For the combinatoric space, the solution right now is a matter of priorities and choices. If you are using a directed approach, the priorities are baked in - you made the choice when you decided what to automate. If you are using a more randomized, stochastic approach, the problem is far more difficult. The answer is going to vary based on the nature of your tool, but the general answer is you need some way of expressing to the automation a direction, a focus, what to do among all the various possibilities. This is difficult, because eventually focus is going to find the same problems over and over (a variant of the pesticide principle), while casting the net wider makes it difficult to reach the coverage you might be looking for.

Not in conclusion, really…

Signals based testing has been evolving experience for me for the last eight years or so. It has taken a while building up the capability to even collect the signal during our automation runs (a story for another time). It has taken even longer building tools and methods to generate the workload and adapt the regular customer signal for engineering usage.
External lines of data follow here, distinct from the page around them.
PR #3339, opened 2020-08-01
Add support for large thread-local data

### LINKED ISSUE #1161: Thread Local Storage: Support unlimited thread-local data size
The current thread-local storage implementation uses the free space available in the thread-data (`td_t`) page for allocating thread-local variables. Currently this is approximately 4KB - size of other `td_t` members (see `OE_THREAD_LOCAL_SPACE`).

If an enclave binary contains thread-local data that cannot fit in this space, today we error out in ELF loading. We need to extend this scheme so that thread-local data of any size can be used within the enclave.

The key rules regarding the thread-local-data segment managed by the FS register are:
1) the thread-local variables are accessed via negative offsets to the FS register
2) the FS register must lie on a 4K boundary
3) FS[0] must contain the value of FS itself

Today data layout is as follows:
```
-------------------- 4KB page start
td_t              <-- GS register
[thread local
 data block ... ]
-------------------- 4KB page start
[explicit thread  <-- FS register
 local data set by
 by key ... ]
-------------------- 4KB page start
```
See enclave/core/thread.c `oe_thread_key_create()` for how the explicit thread local data is allocated.

Because the FS register used to index into thread local variables lies on the next page boundary, we always have to allocate at least another page, though we reuse the rest of that page for thread local variables allocated by key.

When adding support for expanding thread-local data size, we should also consider how to minimize wasted space.

CC: @mikbras @CodeMonkeyLeet @anitagov @lilyfang

thomasten:
Calculate number of pages required for all TLS of the enclave image and
add them during enclave creation.

The distance between TCS and TD now depends on TLS size, so macro
TD_FROM_TCS is replaced by variable td_from_tcs_offset whose value is
patched during enclave creation.

Fix #1161

### DIFF
--- a/CHANGELOG.md
+++ b/CHANGELOG.md
@@ -12,6 +12,7 @@ and this project adheres to [Semantic Versioning](https://semver.org/spec/v2.0.0
 
 ### Added
 - OE SDK Release packages can now be built on non-SGX and non-FLC machines.
+- Support for arbitrarily large thread-local data for SGX machines.
 
 ### Changed
 
@@ -46,7 +47,7 @@ and this project adheres to [Semantic Versioning](https://semver.org/spec/v2.0.0
   application EDL. See [system EDL opt-in document](docs/DesignDocs/system_ocall_opt_in.md#how-to-port-your-application) for more information.
   - Note: SDK users would need to import logging.edl to enable logging. Logging is disabled by default.
   - See [System edls](docs/SystemEdls.md) for list of all edls and associated OCalls.
-  - A known issue is that different enclaves importing functions from System EDLs cannot be loaded by the same host app unless all of the functions were imported with exactly the same ordinals. See #3250 for details. This will be addressed in the next release based on design proposal #3086. 
+  - A known issue is that different enclaves importing functions from System EDLs cannot be loaded by the same host app unless all of the functions were imported with exactly the same ordinals. See #3250 for details. This will be addressed in the next release based on design proposal #3086.
   - A workaround for this issue in the meantime is to define a standard import EDL for any enclaves that need to be loaded into the same host app. Ensuring this shared EDL is then the first import in each enclave's EDL will result in the common imports being assigned the same ordinals in each resulting enclave.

I share my ideas right now to start a conversation, see what others are doing with it. I believe that especially as software evolves, and development models evolve, we will see new skills and practices around observability and customer analysis that will drive change in the signals-based testing methods I describe here.

Thank you to James Bach, who helped me with some of the wording on this piece. In particular, getting the subtle distinctions expressed in the definition of signals-based testing to keep it distinct from other kinds of testing.